THE DATA
···
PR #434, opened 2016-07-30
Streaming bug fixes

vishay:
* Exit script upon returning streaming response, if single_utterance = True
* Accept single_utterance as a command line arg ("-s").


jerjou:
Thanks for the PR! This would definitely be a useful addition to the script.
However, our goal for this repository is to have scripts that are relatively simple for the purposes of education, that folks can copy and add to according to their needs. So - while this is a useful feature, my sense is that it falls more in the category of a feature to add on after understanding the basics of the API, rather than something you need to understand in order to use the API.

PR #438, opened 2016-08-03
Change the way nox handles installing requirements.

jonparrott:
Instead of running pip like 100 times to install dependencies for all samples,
···
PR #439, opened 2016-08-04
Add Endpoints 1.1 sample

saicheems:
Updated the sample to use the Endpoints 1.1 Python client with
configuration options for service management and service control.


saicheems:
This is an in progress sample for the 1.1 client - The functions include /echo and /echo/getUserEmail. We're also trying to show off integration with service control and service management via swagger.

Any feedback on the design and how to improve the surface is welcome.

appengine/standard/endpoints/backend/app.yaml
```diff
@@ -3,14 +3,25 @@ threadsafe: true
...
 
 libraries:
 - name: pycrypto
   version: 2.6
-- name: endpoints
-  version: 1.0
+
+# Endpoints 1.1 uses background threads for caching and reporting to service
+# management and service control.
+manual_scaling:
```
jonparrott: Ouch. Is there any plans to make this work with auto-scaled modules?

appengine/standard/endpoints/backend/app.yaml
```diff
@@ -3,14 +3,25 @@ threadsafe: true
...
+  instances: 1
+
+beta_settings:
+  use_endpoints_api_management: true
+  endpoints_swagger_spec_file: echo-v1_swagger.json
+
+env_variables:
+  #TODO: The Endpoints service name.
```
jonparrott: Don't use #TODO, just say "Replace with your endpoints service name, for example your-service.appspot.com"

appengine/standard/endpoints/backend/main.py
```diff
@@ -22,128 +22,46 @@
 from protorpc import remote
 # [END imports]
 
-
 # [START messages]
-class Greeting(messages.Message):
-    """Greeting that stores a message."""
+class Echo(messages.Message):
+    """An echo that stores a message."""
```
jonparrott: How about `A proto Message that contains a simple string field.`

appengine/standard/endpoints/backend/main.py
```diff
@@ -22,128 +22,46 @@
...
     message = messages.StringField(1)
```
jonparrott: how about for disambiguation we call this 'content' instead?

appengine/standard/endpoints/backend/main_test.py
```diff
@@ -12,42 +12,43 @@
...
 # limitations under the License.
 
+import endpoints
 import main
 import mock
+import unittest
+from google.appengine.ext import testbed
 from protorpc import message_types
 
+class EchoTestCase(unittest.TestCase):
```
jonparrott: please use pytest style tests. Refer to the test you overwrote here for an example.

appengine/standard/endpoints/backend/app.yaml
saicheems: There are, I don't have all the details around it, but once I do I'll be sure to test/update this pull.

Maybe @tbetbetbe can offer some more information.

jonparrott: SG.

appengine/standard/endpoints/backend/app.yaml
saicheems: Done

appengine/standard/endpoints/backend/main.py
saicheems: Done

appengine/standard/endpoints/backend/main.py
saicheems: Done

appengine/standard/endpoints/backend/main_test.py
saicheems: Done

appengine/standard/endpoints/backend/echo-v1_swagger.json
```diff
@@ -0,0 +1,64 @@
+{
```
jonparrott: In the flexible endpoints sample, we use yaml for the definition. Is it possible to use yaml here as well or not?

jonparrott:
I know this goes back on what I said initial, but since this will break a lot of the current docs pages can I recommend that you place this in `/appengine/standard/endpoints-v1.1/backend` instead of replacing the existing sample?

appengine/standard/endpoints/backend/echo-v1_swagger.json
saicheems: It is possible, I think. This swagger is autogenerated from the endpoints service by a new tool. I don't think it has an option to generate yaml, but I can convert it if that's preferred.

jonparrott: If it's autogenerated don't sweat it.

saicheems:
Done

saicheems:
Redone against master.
···
TASK DETAILS
All that is wanted is the stretch of lines above from the one containing "PR #434, opened 2016-07-30" through the one containing "Instead of running", duplicated exactly.

RESPONSE FOR THIS EXERCISE
PR #434, opened 2016-07-30
Streaming bug fixes

vishay:
* Exit script upon returning streaming response, if single_utterance = True
* Accept single_utterance as a command line arg ("-s").


jerjou:
Thanks for the PR! This would definitely be a useful addition to the script.
However, our goal for this repository is to have scripts that are relatively simple for the purposes of education, that folks can copy and add to according to their needs. So - while this is a useful feature, my sense is that it falls more in the category of a feature to add on after understanding the basics of the API, rather than something you need to understand in order to use the API.

PR #438, opened 2016-08-03
Change the way nox handles installing requirements.

jonparrott:
Instead of running pip like 100 times to install dependencies for all samples,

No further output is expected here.